Im Mai 1941 besetzten dann deutsche Truppen Kreta. Mit der Schoa war das 2.500-jährige Leben Kretas beendet. Das einzige in Teilen erhaltene jüdische Denkmal auf Kreta ist die Etz-Hayyim-Synagoge in Chania. 1941 wurde sie weitgehend zerstört. Nicht zuletzt dem Engagement von Nikolaj Kiessling ist es zu verdanken, dass Erinnerung an jüdische Traditionen dort wachgehalten werden.

Er stieß auf die Synagoge, als er 1986 auf Kreta um die Hand seiner Frau anhielt. »Jüdisches Leben war damals weitgehend unbekannt«, erzählte er. Er lernte einen Überlebenden kennen. Der Wiederaufbau nahm seinen Anfang. Freunde und Unterstützer sorgten und sorgen für ein Miteinander nicht nur bei der baulichen Wiederbelebung, sondern auch dabei, dass sich die Räume mit Leben in jüdischer Tradition füllen.

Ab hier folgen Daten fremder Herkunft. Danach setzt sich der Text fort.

PR #52, opened 2015-03-19
Include more specific types for integers passed to exact->inexact, real->double-flonum, and real->single-flonum

lexi-lambda:
This just adds some additional cases to `exact->inexact` for `Positive-Integer` and `Negative-Integer`, which now yield `Positive-Flonum` and `Negative-Flonum`, respectively.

Der Brandanschlag auf die Synagoge im Jahr 2010 war für die Gemeinschaft ein schwerer Rückschlag. Doch die Freunde von Etz Hayyim geben nicht auf. Sie investieren Arbeit, Geld und viel Enthusiasmus. Der erneute Aufbau muss mit Spenden finanziert werden. Einheimische und Touristen, Juden und Christen treffen sich hier nach wie vor, um die Tradition und die Erinnerung wachzuhalten.